In order to expand its channels to market, SplashData has introduced an affiliate programme, intended to create partnerships with “web and mobile publishers all over the world that have content related to our software products.” It offers 20 percent commission on products sold by partners, as well as discounts and sales support. “We’re expanding our marketing efforts, especially on the enterprise front, and the affiliate programme is just another step forward. We hope that affiliates will help us find new clients in the enterprise space, where the incentives are larger for everyone,” Cepelak said.

The company has identified the corporate market as a potential growth area, with Cepelak stating that “we’re looking to expand our enterprise reach in 2011.” It has developed a version of SplashID for this market, which is said to be “excellent for corporate intranets where large volumes of sensitive data can be controlled securely.”

Trial and error
The company has adopted something of a trial-and-error approach to supporting new platforms, with Cepelak stating that “we generally start with one product on every promising platform and see how it does. If it sells well, we invest more in that platform.” Porting apps to different OSs is not an easy process, with the work being described as “a ground-up development project” except where there is a substantial shared code-base (iPhone to iPad, for example).
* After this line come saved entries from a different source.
PR #4163, opened 2016-11-16
Implement 'healthcheck' option

aanand:
Waiting on updated docker-py.

### DIFF
--- a/compose/config/config_schema_v3.0.json
+++ b/compose/config/config_schema_v3.0.json
@@ -205,12 +205,13 @@
         "interval": {"type":"string"},
         "timeout": {"type":"string"},
         "retries": {"type": "number"},
-        "command": {
+        "test": {
           "oneOf": [
             {"type": "string"},
             {"type": "array", "items": {"type": "string"}}
           ]
-        }
+        },
+        "disable": {"type": "boolean"}
       },
       "additionalProperties": false
     },
--- a/compose/config/config.py
+++ b/compose/config/config.py
@@ -17,6 +17,7 @@ from ..const import COMPOSEFILE_V2_0 as V2_0
 from ..const import COMPOSEFILE_V2_1 as V2_1
 from ..const import COMPOSEFILE_V3_0 as V3_0
 from ..utils import build_string_dict
+from ..utils import parse_nanoseconds_int
 from ..utils import splitdrive
 from .environment import env_vars_from_file
 from .environment import Environment
@@ -65,6 +66,7 @@ DOCKER_CONFIG_KEYS = [
     'extra_hosts',
     'group_add',
     'hostname',
+    'healthcheck',
     'image',
     'ipc',
     'labels',
@@ -642,11 +644,38 @@ def process_service(service_config):
     if 'extra_hosts' in service_dict:
         service_dict['extra_hosts'] = parse_extra_hosts(service_dict['extra_hosts'])
 
+    if 'healthcheck' in service_dict:
+        service_dict['healthcheck'] = process_healthcheck(
+            service_dict['healthcheck'], service_config.name)
+
     for field in ['dns', 'dns_search', 'tmpfs']:
         if field in service_dict:
             service_dict[field] = to_list(service_dict[field])
 
     return service_dict
+
+
+def process_healthcheck(raw, service_name):
+    hc = {}
+
+    if raw.get('disable'):
+        if len(raw) > 1:
+            raise ConfigurationError(
+                'Service "{}" defines an invalid healthcheck: '
+                '"disable: true" cannot be combined with other options'
+                .format(service_name))
+        hc['test'] = ['NONE']
+    elif 'test' in raw:
+        hc['test'] = raw['test']
+
+    if 'interval' in raw:
+        hc['interval'] = parse_nanoseconds_int(raw['interval'])
+    if 'timeout' in raw:
+        hc['timeout'] = parse_nanoseconds_int(raw['timeout'])
+    if 'retries' in raw:
+        hc['retries'] = raw['retries']
+
+    return hc
 
 
 def finalize_service(service_config, service_names, version, environment):
--- a/compose/service.py
+++ b/compose/service.py
@@ -17,7 +17,6 @@ from docker.utils.ports import split_port
 
 from . import __version__
 from . import progress_stream
-from . import timeparse
 from .config import DOCKER_CONFIG_KEYS
 from .config import merge_environment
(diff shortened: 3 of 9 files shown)


aanand:
Updated to validate the `disabled` option (`disabled: true` can't be combined with other options) and to move the logic from `Service` into the config loading stage.

djui:
@aanand It seems that this change is "only" affecting the behaviour of a Docker container, not the behaviour of Docker-Compose, is this observation correct? Could you explain that the implications of this change are?

- What happens with the service (and other services) while being in "starting" state
- What happens with the service (and other services) when becoming "unhealthy"

i.e. Without having an external service monitoring the healthcheck result status there are no implications to the container nor to docker-compose's behaviour right?

aanand:
@djui Your suspicions are correct. This change lets you set healthchecks on a service's containers just like with `docker run --health-cmd`, but those healthchecks do not affect Compose's behaviour at all.

ryan-blunden:
Looking forward to this.

compose/config/config_schema_v3.0.json
```diff
@@ -205,12 +205,13 @@
         "interval": {"type":"string"},
         "timeout": {"type":"string"},
         "retries": {"type": "number"},
-        "command": {
```
shin-: Why is "test" preferrable to "command"? The references I can find for engine use "command" or "cmd", not "test".

compose/config/config_schema_v3.0.json
```diff
@@ -205,12 +205,13 @@
...
+        "test": {
           "oneOf": [
             {"type": "string"},
             {"type": "array", "items": {"type": "string"}}
           ]
-        }
+        },
+        "disable": {"type": "boolean"}
```
shin-: Should this be `disabled`?

shin-: Also, if we're adding this option, I don't think we need to support the `null` type for the healthcheck section anymore.

compose/config/config_schema_v3.0.json
vdemeester: @shin- https://github.com/docker/docker/blob/ac9226d8435316f45c123b51b9dad4da4d02ad81/api/types/container/config.go#L11

yaakov-berkovitch:
Are/Will the health command available through the compose file for stacks ?

itaylor:
I've been following this issue (and it's predecessors) for quite some time, as I think it will greatly benefit my usage of docker-compose and allow me to remove a bunch of hacky junk I have to do to get my services to start in the correct order.

I was happy to read in the release notes https://github.com/docker/compose/releases
That we're able to use it with the new 2.1 version of the compose file spec in version 1.10 of compose

However, there's a line in there:
> *Note:* This feature will not be ported to version 3 Compose files.

Could someone help me understand the reasoning behind this feature being released and immediately orphaned?  Is there something else in version 3 that replaces its functionality?

yaakov-berkovitch:
Very strange, because i'm using current in experimental version 1.13 rc4 with version 3 of compose file.
So ??

vdemeester:
> Could someone help me understand the reasoning behind this feature being released and immediately orphaned? Is there something else in version 3 that replaces its functionality?

The note is on `depends_on`, not on `healthcheck` though

shin-:
version 3 is the format to be used with the `docker stack` commands. It's using a different approach to providing the features `docker-compose` currently provides, and as such it's unlikely that healthcheck dependency will be implemented in version 3. 

On the other hand, version 2.x will continue to be updated (for the time being) and it's completely fine to keep using it if it fits your application stack better.

patrickleet:
Can someone point me to an example of this?

I have a healthcheck defined in my service A, and another service B that runs integration tests. service B requires service A to be running and healthy.

I'm using depends_on to depend on service A from service B, however, service B is not waiting for a healthy status, resulting in my tests to fail.

Here is my docker-compose file:

version: '2.1'

networks: 
  testing:

services:

  graphql-service-test:
    build:
      context: .
      dockerfile: Dockerfile.dev
    image: graphql-service-test
    ports:
      - 3010:3010
    volumes:
      - .:/home/service/
      - /home/service/node_modules/
    networks:
      - testing

  unit:
    extends:
      service: graphql-service-test
    command: npm run test

  staging: # the name of the service 
    build:
      context: .
      dockerfile: Dockerfile.dev
    volumes:
      - .:/home/service/
      - /home/service/node_modules/
    command: npm run test:staging
    environment:
      - GRAPHQL_URI=http://graphql-service-test:3010/graphql
    networks:
      - testing
    depends_on:
      - graphql-service-test

Niceplace:
@patrickleet did you manage to solve your issue ? I'm having the same kind of problem, here's my docker-compose.

```
---
version: "2.1"

services:
  rancher-server:
    restart: always
    image: rancher/server:stable
    container_name: rancher_server
    depends_on:
      - mysql
    healthcheck:
      test: ["CMD", "mysqladmin", "ping", "-h mysql","--silent"]
      interval: 1s
      timeout: 10s
      retries: 5
    networks:
      - rancher_network
    environment:
       - http_proxy="http://proxy.example.com:1337"
       - https_proxy="http://proxy.example.com:1337"
       - no_proxy="localhost,127.0.0.1,192.168.6.0/25"
       - NO_PROXY="localhost,127.0.0.1,192.168.6.0/25"
       - CATTLE_DB_CATTLE_DATABASE=mysql
       - CATTLE_DB_CATTLE_MYSQL_HOST=mysql
       - CATTLE_DB_CATTLE_MYSQL_NAME=cattle
       - CATTLE_DB_CATTLE_MYSQL_PORT=3306
       - CATTLE_DB_CATTLE_USERNAME=rancheruser
       - CATTLE_DB_CATTLE_PASSWORD=rancherpass
    ports:
      - "11080:8080"

  mysql:
    restart: always
    image: sameersbn/mysql:latest
    container_name: mysql
    networks:
      - rancher_network
    environment:
      - 'DB_NAME=cattle'
      - 'DB_USER=rancheruser'
      - 'DB_PASS=rancherpass'
      - 'MYSQL_CHARSET=utf8'
      - 'MYSQL_COLLATION=utf8_general_ci'
    expose:
      - "3306"
    volumes:
      - /app/docker-volumes/rancher/mysql/data:/var/lib/mysql:rw

```

inadarei:
Please note that the last example doesn't work anymore because "Version 3 no longer supports the condition form of depends_on." Back to the shell script: https://docs.docker.com/compose/startup-order/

But the company’s experience means that the challenges of fragmentation are not new. “There was fragmentation on Palm OS, Windows Mobile, and BlackBerry, and you just have to spend more time testing and optimising for various device types. Fragmentation is not a new thing in mobile development. The new thing is Apple’s ability so far to maintain standardisation.”

In the consumer market, the company will be “porting more of our successful apps to Android in the comings months, including SplashShopper.”

One area where SplashData has not focused a significant amount of effort is localisation, offering different variants of products for different markets. “We target the world, but we often focus on English-speaking users because localisation is a time consuming task in the development process. We have localised SplashID into French, Italian, German, and Spanish, and we continue to investigate what effect this has on sales.”

“The surprising fact is that strong-selling products like SplashID do well in non-English countries even without localisation. This is partially because the content is user-generated, so they can put their data in their own language and just read the UI labels in English. Also, a lot of our users tend to be business professionals who speak English regularly even as a second language.”

Lessons learned
Cepelak believes that flexibility is key for developers to remain successful in an increasingly competitive market. “We learned the most important lesson very early: always keep evolving. The mobile space changes every year, and you have to predict trends and place bets. Some platforms will fade away as others are born and begin to flourish. If you stand in one place, you’ll be left behind as the world moves forward without you.”

“More recently, we’re learning the power of social networking. Facebook has proven to be a cheap way to reach out to our most loyal fan base on a daily basis. These users then spread the word about our products through their networks, and it takes on a life of its own,” he concludes.